How many emotional breakdowns have you had this week?
I’ve had at least two and by the way, I’m writing this on a Tuesday. These past few weeks I’ve found myself googling more than once, “daily devotional for stress,” “stress relieving activities,” and “how does stress affect your health?” I even wrote two articles on the topic of stress, so why am I still having this issue? I’m still taking criticism harshly, I’m still struggling to keep up with classes and work, not to mention a social life.
Still calling family and having nothing good to say in response to “how are you?” If I’ve had two devotionals published already, why am I compelled to write another?

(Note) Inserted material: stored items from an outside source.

PR #336, opened 2019-08-17
Bugs fix related bert (batch running and quantization)

scxiao:


src/onnx/onnx.cpp
```diff
@@ -490,6 +490,16 @@ struct onnx_parser
         {
             axis = parse_value(attributes.at("axis")).at<int>();
         }
+
```
kahmed10: Can we make a function that adds a contiguous to the program if the arg isn't in standard shape? This can be done for parse_reshape() as well.

src/onnx/onnx.cpp
```diff
@@ -437,11 +447,7 @@ struct onnx_parser
             s.visit([&](auto v) { copy(v, std::back_inserter(op.dims)); });
         }
 
-        if(!args[0]->get_shape().standard())
-        {
-            args[0] = prog.add_instruction(op::contiguous{}, args[0]);
-        }
-
+        args[0] = make_contiguous(args[0]);
         return prog.add_instruction(op, args[0]);
```
pfultz2: Can we just do `return prog.add_instruction(op, make_contiguous(args[0]));`?

src/onnx/onnx.cpp
```diff
@@ -490,6 +496,9 @@ struct onnx_parser
         {
             axis = parse_value(attributes.at("axis")).at<int>();
         }
+        args[0] = make_contiguous(args[0]);
+        args[1] = make_contiguous(args[1]);
+
         op::gather op{axis};
         return prog.add_instruction(op, std::move(args));
```
pfultz2: Can we just do `prog.add_instruction(op, make_contiguous(args[0]), make_contiguous(args[1]))` here?

src/onnx/onnx.cpp

src/onnx/onnx.cpp
scxiao: changed accordingly

src/onnx/onnx.cpp
scxiao: changed accordingly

Here’s why. I’ve been attending church more often, reading the bible more, praying throughout the day, and constantly reminding myself of His sovereignty. Because of this, I’m a greater target for a spiritual attack. This is when Satan tries to tell me that God is the source of my trouble.
It’s as if he is saying, “You’ve been asking your God for help, but He isn’t helping you, so give up and stop relying on Him.” Satan may say this to you, but Deuteronomy 31:6 says “Be strong and courageous. Do not be afraid or terrified because of them, for the Lord your God goes with you; he will never leave nor forsake you.”

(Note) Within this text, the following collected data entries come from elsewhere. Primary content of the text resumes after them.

PR #348, opened 2019-08-28
Int8 quantize

scxiao:


src/include/migraphx/quantization.hpp
```diff
@@ -20,9 +22,30 @@ void quantize(program& prog);
...
+    return capture_arguments_impl(prog, t, ins_names);
+}
+
+void quantize_int8(program& prog,
+                   const target& t,
+                   std::vector<program::parameter_map>& calibration_args);
+void quantize_int8(program& prog,
+                   const target& t,
+                   std::vector<program::parameter_map>& calibration_args,
+                   const std::vector<std::string>& ins_names);
```
pfultz2: Can you use a default parameter for `ins_names`?

src/include/migraphx/quantization.hpp
```diff
@@ -20,9 +22,30 @@ void quantize(program& prog);
...
-std::shared_ptr<std::vector<std::pair<float, float>>> capture_arguments(program& prog);
+capture_arguments(program& prog, T&& t, const std::vector<std::string>& ins_names = {"dot"})
+{
+    static_assert(std::is_same<std::remove_cv_t<std::remove_reference_t<T>>, target>{} &&
+                      std::is_lvalue_reference<T>{},
+                  "Dangling reference to target!");
+    return capture_arguments_impl(prog, t, ins_names);
+}
+
+void quantize_int8(program& prog,
```
pfultz2: Shouldn't the `quantize` function be renamed to `quantize_fp16` as well?

src/include/migraphx/quantization.hpp
```diff
@@ -20,9 +22,30 @@ void quantize(program& prog);
...
+                   const target& t,
+                   std::vector<program::parameter_map>& calibration_args);
+void quantize_int8(program& prog,
+                   const target& t,
+                   std::vector<program::parameter_map>& calibration_args,
+                   const std::vector<std::string>& ins_names);
+void quantize_int8(program& prog,
+                   const std::vector<std::string>& ins_names,
+                   const std::vector<std::pair<float, float>>& quant_params);
```
pfultz2: This overload should just be in the cpp file.

src/include/migraphx/quantization.hpp
```diff
@@ -23,12 +23,14 @@ std::size_t capture_arguments(program& prog,
                               const std::vector<std::string>& ins_names,
                               const std::function<void(std::size_t, std::vector<argument>)>& func);
 
-std::shared_ptr<std::vector<std::pair<float, float>>> capture_arguments_impl(
-    program& prog, const target& t, const std::vector<std::string>& ins_names = {"dot"});
+std::shared_ptr<std::vector<std::pair<float, float>>>
+capture_arguments_impl(program& prog,
+                       const target& t,
+                       const std::vector<std::string>& ins_names = {"dot", "convolution"});
```
pfultz2: This is not needed for the impl function.

src/quantization.cpp
```diff
@@ -170,13 +308,13 @@ void quantize_int8(program& prog,
...
-                  << std::endl;
-    }
-    std::cout << std::endl;
+    // for(size_t i = 0; i < quant_params.size(); i++)
+    // {
+    //     auto param = quant_params.at(i);
+    //     std::cout << "index = " << i << ", scale = " << param.first << "\t" << param.second
+    //               << std::endl;
+    // }
+    // std::cout << std::endl;
```
pfultz2: Should this be guarded by an env variable?

src/include/migraphx/quantization.hpp
scxiao: fixed.

src/include/migraphx/quantization.hpp
scxiao: changed

src/include/migraphx/quantization.hpp
scxiao: Two reasons to add this API 1) with this API user can use their own scales for the quantization. So they can play with any algorithms to compute the scale. 2) I need this API to wrap up various unit test to cover all code changes.

src/include/migraphx/quantization.hpp
scxiao: we have a template function in this head file hat calls the impl function, so I think we need to have it here.

src/quantization.cpp
scxiao: fixed

src/include/migraphx/quantization.hpp
```diff
@@ -6,23 +6,46 @@
...
+#include <migraphx/env.hpp>
 
 namespace migraphx {
 inline namespace MIGRAPHX_INLINE_NS {
 
 struct program;
 
-void quantize(program& prog, const std::vector<std::string>& ins_names);
-void quantize(program& prog);
+MIGRAPHX_DECLARE_ENV_VAR(MIGRAPHX_INT8_QUANTIZATION_PARAMS)
```
pfultz2: Can this be put in the .cpp file?

src/quantization.cpp
```diff
@@ -115,7 +161,279 @@ void quantize(program& prog, const std::vector<std::string>& ins_names)
...
+// -128 ~ 127. To convert the float or double to int8, we need a scale and
+// a shift, then the convert can be done as v_int8 = fp * scale + shift.
+// To simplify the changes, we consider shift as 0.0f for now.
+void quantize_int8(program& prog,
+                   const std::vector<std::pair<float, float>>& quant_params,
+                   const std::vector<std::string>& ins_names)
+{
+    // For now, we only support the int8 quantization of gemm and convolution
+    std::vector<std::string> op_names = {"dot", "convolution"};
+    if(!std::all_of(ins_names.begin(), ins_names.end(), [&](auto name) {
```
kahmed10: We discussed in a previous PR that we can use a std::set for the op names, and then you can do std::includes for checking subsets of the ops rather than the logic you have currently. Are you still planning to do this?

src/quantization.cpp
```diff
@@ -115,7 +161,279 @@ void quantize(program& prog, const std::vector<std::string>& ins_names)
...
+        auto stride       = conv_op.stride;
+        auto dilation     = conv_op.dilation;
+        auto padding_mode = conv_op.padding_mode;
+        auto group        = conv_op.group;
+        auto adjust_factor =
+            std::round(1.0f / (ins_quant_params[0].first * ins_quant_params[1].first));
+
+        auto quant_conv = prog.insert_instruction(
+            ins,
+            op::quant_convolution{padding, stride, dilation, padding_mode, group},
```
kahmed10: Would it be worth making a constructor overload for quant_convolution that takes in a conv op and initializes the other fields, rather than getting all of the member variables (lines 260-264) in this function?

src/include/migraphx/quantization.hpp
scxiao: fixed

src/quantization.cpp
scxiao: Thanks. Changed accordingly.

src/quantization.cpp
scxiao: If we add such a constructor, I think we need another 6 overload constructors to handle the different scenarios when this operator is initialized. For now, looks like it is the only place that this scenario is used. If there are other locations we have these scenario, we can add it later.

Contrary to what Satan wants, the more troubles I face and the more stress I’m under, the more I’m reliant on God, the more I’m closer to Jesus. Nothing in this world has the power to break me, pull me, or separate me from God. Though the world may mock me, hate what I believe, hate what I write, frankly, my dear I don’t give a damn.
It’s easy for me to sit at a computer inside, out of the cold, and type this out while sipping hot coffee and feeling in control for a little while. I may have forgotten exactly what happened the other morning when the sun hadn’t risen yet and someone was already yelling in my face. I may have allowed their disappointment in me to ruin my morning. I allowed it to add to my ever-present pile of stress.

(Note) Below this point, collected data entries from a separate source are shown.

PR #350, opened 2019-08-29
Refactor reduce ops

scxiao:


src/include/migraphx/op/reduce_op.hpp
```diff
@@ -0,0 +1,181 @@
...
+                shape& batch_shape,
+                std::vector<int64_t>& tuned_axes,
+                std::vector<std::size_t>& out_idx,
+                tensor_view<T>& output,
+                Op op) const
+    {
+        auto data_idx = out_idx;
+        T val         = op.init();
+        shape_for_each(batch_shape, [&](auto b_idx) {
+            for(auto axis : tuned_axes)
```
kahmed10: can we make a function that iterates over the tuned axes and returns the new axis data for both lines 141 and 157?

src/targets/gpu/include/migraphx/gpu/reduce_op.hpp
```diff
@@ -0,0 +1,77 @@
...
+    static auto reflect(Self& self, T f)
+    {
+        return migraphx::reflect(self.op, f);
+    }
+
+    std::string name() const
+    {
+        const std::string& name = get_type_name<Derived>();
+        // search the namespace gpu (::gpu::)
+        auto pos_ns = name.find("::gpu::");
```
kahmed10: can we use the utility function contains(name, "::gpu::") for this?

src/targets/gpu/include/migraphx/gpu/reduce_op.hpp
```diff
@@ -0,0 +1,77 @@
...
+            {
+                return std::string("gpu::") + name.substr(pos_name + 4);
+            }
+            else
+            {
+                return name.substr(pos_ns + 2);
+            }
+        }
+
+        return "unknown";
```
kahmed10: Can we have a different name for "unknown" to indicate it is related to the reduce op?

src/targets/gpu/include/migraphx/gpu/reduce_op.hpp
scxiao: We may not be able to since we need to pos info returned from the find function, while contain() does not return that. 

As for the purpose, the name returned from get_type_name() contains other info like namespace that we donot want. These code is to retrieve the actually operator name we want.

src/include/migraphx/op/reduce_op.hpp
scxiao: fixed.

src/targets/gpu/include/migraphx/gpu/reduce_op.hpp
kahmed10: can you clarify this behavior of removing namespace info in the code?

scxiao: for example, the name returned from get_type_name<Derived>() is "migraphx::version_1::gpu::hip_reduce_sum", this function is to extract the part "reduce_mean", then with the prefix "gpu::", we get the operator name "gpu::reduce_mean"

kahmed10: Sorry... I meant clarify to the reader by adding comments

src/targets/gpu/include/migraphx/gpu/reduce_op.hpp
scxiao: fixed

src/targets/gpu/include/migraphx/gpu/reduce_op.hpp
scxiao: OK, will add some comments for that.

src/include/migraphx/op/reduce_op.hpp
```diff
@@ -0,0 +1,186 @@
...
+    {
+        return x + y;
+    }
+
+    auto init() const { return zero(); }
+
+    auto output() const
+    {
+        return [=](auto val) { return val; };
+    }
```
pfultz2: These operators should be defined in the derived classes. We also need `input()` method as well so we can implement sum of squares.

src/include/migraphx/op/reduce_op.hpp
```diff
@@ -0,0 +1,186 @@
...
+    {
+        return T{0};
+    }
+};
+
+struct sum_op
+{
+    std::size_t elem_num = 1;
+    template <class T>
+    T operator()(T x, T y) const
```
pfultz2: Instead this should be a function named `op` and returns a lambda to make it consistent with the rest of the functions.

src/include/migraphx/op/reduce_op.hpp
```diff
@@ -0,0 +1,186 @@
...
+    template <class T>
+    operator T() const
+    {
+        return T{0};
+    }
+};
+
+struct sum_op
+{
+    std::size_t elem_num = 1;
```
pfultz2: This field is not used and can be removed.

src/include/migraphx/op/reduce_op.hpp
```diff
@@ -0,0 +1,186 @@
...
+    T operator()(T x, T y) const
+    {
+        return x + y;
+    }
+
+    auto init() const { return zero(); }
+
+    auto output() const
+    {
+        return [=](auto val) { return val / elem_num; };
```
pfultz2: Actually, this should probably be:

```cpp
    auto output(const argument& input) const
    {
        std::size_t elem_num = input.elements();
        return [=](auto val) { return val / elem_num; };
    }
```

pfultz2: Or maybe it should be just the shape.

src/include/migraphx/op/reduce_op.hpp
scxiao: fixed

src/include/migraphx/op/reduce_op.hpp
scxiao: fixed

src/include/migraphx/op/reduce_op.hpp
scxiao: changed accordingly

src/include/migraphx/op/reduce_op.hpp
scxiao: changed accordingly

src/include/migraphx/op/reduce_mean.hpp
```diff
@@ -1,110 +1,36 @@
...
 namespace op {
 
-struct reduce_mean
+struct mean_op
 {
-    std::vector<std::int64_t> axes{};
-
-    template <class Self, class F>
-    static auto reflect(Self& self, F f)
+    auto op() const
```
pfultz2: These methods should be in the `reduce_mean` class not in a seperate class.

src/include/migraphx/op/reduce_mean.hpp
```diff
@@ -1,110 +1,36 @@
...
-                if(axis < 0)
-                {
-                    axis += n_dim;
-                }
-            }
-        }
-
-        return tuned_axes;
-    }
+    auto init() const { return zero(); }
```
pfultz2: Can we provide this method in the base `reduce_op` class?

src/include/migraphx/op/reduce_mean.hpp
scxiao: fixed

It’s easy now, but it wasn’t easy then. And it won’t always be easy. This is why I’m here now. I’m here because I need to remind those who read my articles, and remind myself, that God is our refuge, He is our strength. This is why I continually read Ephesians 6:11-2, Put on the full armor of God so that you can take your stand against the devil’s schemes.
For our struggle is not against flesh and blood, but against the rulers, against the authorities, against the powers of this dark world and against the spiritual forces of evil in the heavenly realms. Therefore put on the full armor of God, so that when the day of evil comes, you may be able to stand your ground, and after you have done everything, to stand.”
I dearly hope not, because in writing these articles, I remind myself that God is sovereign. He can carry my burden, I can hand over the things that stress me out. He wants me to hand it over. So do it, just hand over control to Jesus.